For its 2024 conference at Duke University, Collegium for African Diaspora Dance (CADD) issued a call to Black dance artists, scholars, educators, and writers: How does place matter in our practices?

Held over a mid-February weekend, “Body Geographies | Mapping Freedoms” considered the critical role of place in the making, sharing, reception, and support of dance. Black feminist poet Alexis Pauline Gumbs gave the opening keynote, restating a familiar, still inescapable question: “How do I do my work in a sterilized, colonized place [where we are] always putting ourselves together in front of the white gaze?”

The gathering featured numerous in-person and virtual presentations, workshops, discussions, and films. Sessions explored the histories and achievements of Black creatives and institutions, such as Ann Williams’ Dallas Black Dance Theatre, that have had significant impact beyond New York City’s spotlights. Speakers also examined how geographic or architectural location shapes emerging work and its audiences, and how the dancing body itself can serve as site, as archive, and as sensitive, dialogic response to environment.

Unable to attend in person, I took nearly every opportunity to visit CADD’s richly curated virtual spaces. These ranged from Makayla and Meleyah Peterson’s euphoric celebration of Trinidad and Tobago’s soca “riddims” to a screening of North Carolina dance artist Jasmine Powell’s dream/nightmare film, The Road We See, full and monumental despite lasting no more than a minute.

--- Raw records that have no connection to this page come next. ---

PR #98, opened 2017-12-21
Adding a new option to make the build UNSTABLE or not

nguoianphu:
Some people are looking for an option to make the JUnit plug doesn't make the build UNSTABLE even there're failed tests.

### DIFF
--- a/pom.xml
+++ b/pom.xml
@@ -7,7 +7,7 @@
         <relativePath />
     </parent>
     <artifactId>junit</artifactId>
-    <version>1.24-SNAPSHOT</version>
+    <version>1.25</version>
     <packaging>hpi</packaging>
     <name>JUnit Plugin</name>
     <description>Allows JUnit-format test results to be published.</description>
--- a/src/main/java/hudson/tasks/junit/JUnitParser.java
+++ b/src/main/java/hudson/tasks/junit/JUnitParser.java
@@ -51,11 +51,12 @@ public class JUnitParser extends TestResultParser {
 
     private final boolean keepLongStdio;
     private final boolean allowEmptyResults;
+    private final boolean makeUnstable;
 
     /** TODO TestResultParser.all does not seem to ever be called so why must this be an Extension? */
     @Deprecated
     public JUnitParser() {
-        this(false, false);
+        this(false, false, true);
     }
 
     /**
@@ -66,16 +67,20 @@ public class JUnitParser extends TestResultParser {
     public JUnitParser(boolean keepLongStdio) {
         this.keepLongStdio = keepLongStdio;
         this.allowEmptyResults = false;
+        this.makeUnstable = true;
+    
     }
 
     /**
      * @param keepLongStdio if true, retain a suite's complete stdout/stderr even if this is huge and the suite passed
      * @param allowEmptyResults if true, empty results are allowed
+     * @param makeUnstable if true, build will be Unstable if there are any failed test cases
      * @since 1.10
      */
-    public JUnitParser(boolean keepLongStdio, boolean allowEmptyResults) {
+    public JUnitParser(boolean keepLongStdio, boolean allowEmptyResults, boolean makeUnstable) {
         this.keepLongStdio = keepLongStdio;
         this.allowEmptyResults = allowEmptyResults;
+        this.makeUnstable = makeUnstable;
     }
 
     @Override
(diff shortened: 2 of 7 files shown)


pom.xml
```diff
@@ -7,7 +7,7 @@
         <relativePath />
     </parent>
     <artifactId>junit</artifactId>
-    <version>1.24-SNAPSHOT</version>
+    <version>1.25</version>
```
oleg-nenashev: it needs to be reverted, the version should be SNAPSHOT in order to let the Maven Release plugin to operate correctly

src/main/java/hudson/tasks/junit/JUnitParser.java
```diff
@@ -66,16 +67,20 @@ public JUnitParser() {
...
     }
 
     /**
      * @param keepLongStdio if true, retain a suite's complete stdout/stderr even if this is huge and the suite passed
      * @param allowEmptyResults if true, empty results are allowed
+     * @param makeUnstable if true, build will be Unstable if there are any failed test cases
      * @since 1.10
      */
-    public JUnitParser(boolean keepLongStdio, boolean allowEmptyResults) {
+    public JUnitParser(boolean keepLongStdio, boolean allowEmptyResults, boolean makeUnstable) {
```
oleg-nenashev: It breaks the binary compatibility, a new constructor should be created

src/main/java/hudson/tasks/junit/JUnitTask.java
```diff
@@ -12,4 +12,6 @@
     boolean isKeepLongStdio();
 
     boolean isAllowEmptyResults();
+    
+    boolean isMakeUnstable();
```
oleg-nenashev: Breaks the binary compatibility of the interface.
In order to do so, you may need to update the plugin dependency to Jenkins Core 2.60.3 and Java 8. Then you will be able to add a default method to the interface

pom.xml
nguoianphu: Fixed.

src/main/java/hudson/tasks/junit/JUnitParser.java
nguoianphu: New constructor is created.

src/main/java/hudson/tasks/junit/JUnitTask.java
nguoianphu: Updated Java to 8. Jenkins core is 2.7.3 before.

nguoianphu:
Hi @oleg-nenashev 

Can you take a look if I need to update anything else, plz? I can't resolve the build error on ci.jenkins.io :(

amitSA:
+1 looking for this feature as my team has failing tests retried & reported, but we don't want the Junit plugin to set the build status. 

I know this PR is old, but many thanks if it can be added!

src/main/java/hudson/tasks/junit/JUnitResultArchiver.java
```diff
@@ -155,6 +174,7 @@ public void perform(Run build, FilePath workspace, Launcher launcher,
 
         if (action != null && action.getResult().getFailCount() > 0)
             build.setResult(Result.UNSTABLE);
+            listener.getLogger().println(Messages.JUnitResultArchiver_ChangeState("UNSTABLE"));
```
aabrahamian: I believe the conditional above will need braces otherwise this is considered outside of the block and will always execute, which may not have been your intent due to the indentation. If you did want it to always execute, you should update the indentation to reflect that.

nguoianphu: @aabrahamian Thank you. Corrected it.

src/main/resources/hudson/tasks/junit/JUnitResultArchiver/config.jelly
```diff
@@ -46,4 +46,7 @@ THE SOFTWARE.
     <f:entry title="${%Allow empty results}" field="allowEmptyResults">
         <f:checkbox default="false" title="${%Do not fail the build on empty test results}"/>
     </f:entry>
+    <f:entry title="${%Make the build UNSTABLE}" field="makeUnstable">
```
timja, line 49: this needs help text:
https://github.com/nguoianphu/junit-plugin/tree/makeUnstable/src/main/resources/hudson/tasks/junit/JUnitResultArchiver

nguoianphu: Will fix it. Thanks

RafaelloLoliop:
Oh I also need this one in my pipelines! I hope after 3 years it is still an option to finish this one!

emanuelelevo:
https://github.com/nguoianphu/junit-plugin/pull/1/files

Jessica Lemire—an Australia-based dancer of African American, Cherokee, and French heritage—invited us to unlock our pelvises and shimmy with the “more-than-human” world of animals, oceans, wind, buildings, and ancestors, to heal not only ourselves but seven generations before and after us. Filmmaker Roxy Régine Théobald, French Caribbean by way of Ireland, spoke of connecting to ancestry as key to awakening her spine, processing trauma, and clarifying her physical vision.

Joy, wearing a flowing pink jumpsuit and head scarf, is pictured dancing on a green lawn, carrying a small child on her hip.
Binahkaye Joy and one of her children, in a still from a film she presented at the CADD Conference. Photo courtesy Binahkaye Joy/Dancing Mother.

CADD encouraged expansive awareness of space, of one’s body, of who dances, of what dance is for and what it can do—all grounded in Black diasporan experience and values. Binahkaye Joy’s presentation intrigued me the most. The Washington, DC–based force of nature identifies as “spatial architect, dancing mother, visionary space activator, fertility priestess, midwife, sacred nourishment practitioner, afrofuturist bush mother, ringshout synergist, and radiant superconductor of divine creation intelligence.” That’s not all: “…a budding astronomer…fascinated by the correlation between the birthing of stars and the creation of our fertility codes, Mother Mother is also a writer, sacred storyteller, communiographer, soft-time practice portal developer, fertile soundscape artist” and many other head-spinning descriptors.

What caught my breath, and my heart, was Joy’s uncomplicated pride in her body—“at the center of my labor”—as a place of generous size and overall generosity. Raising five children— her “munchkins,” with names like Jubilee and Luminous Glory—she regularly welcomes them into her dances. The film of her installation performance Elemental, features her either breastfeeding while dancing or wearing a baby pouch as she moves. No “solo” ever goes unvisited by a kid or two tripping through it, and the privacy of a bedroom, with its “birthing altar,” opens to public view as space for “honoring abundance and finding agency in it.”

Joy told us that as a child, she felt self-conscious because of her dark skin: “Am I beautiful enough?” What’s beautiful today—aside from, yes, that skin—is the way she opens minds and possibilities for dance artists and those of us who witness.

Scholar, educator, and artist Halifu Osumare, who offered the concluding keynote, advised us to “go beyond a limited consciousness,” citing cultural icons such as Star Trek’s Nichelle Nichols, musician Sun Ra, novelist Octavia Butler, painter Kerry James Marshall, and filmmaker Ryan Coogler. “Never forget our life blood is the ancestors,” she said. We must press ever forward with Black imagination and ingenuity in the spirit of hope.

“It’s important to creatively design our future,” Osumare said. “Black dance can be anything…that we are called to do.”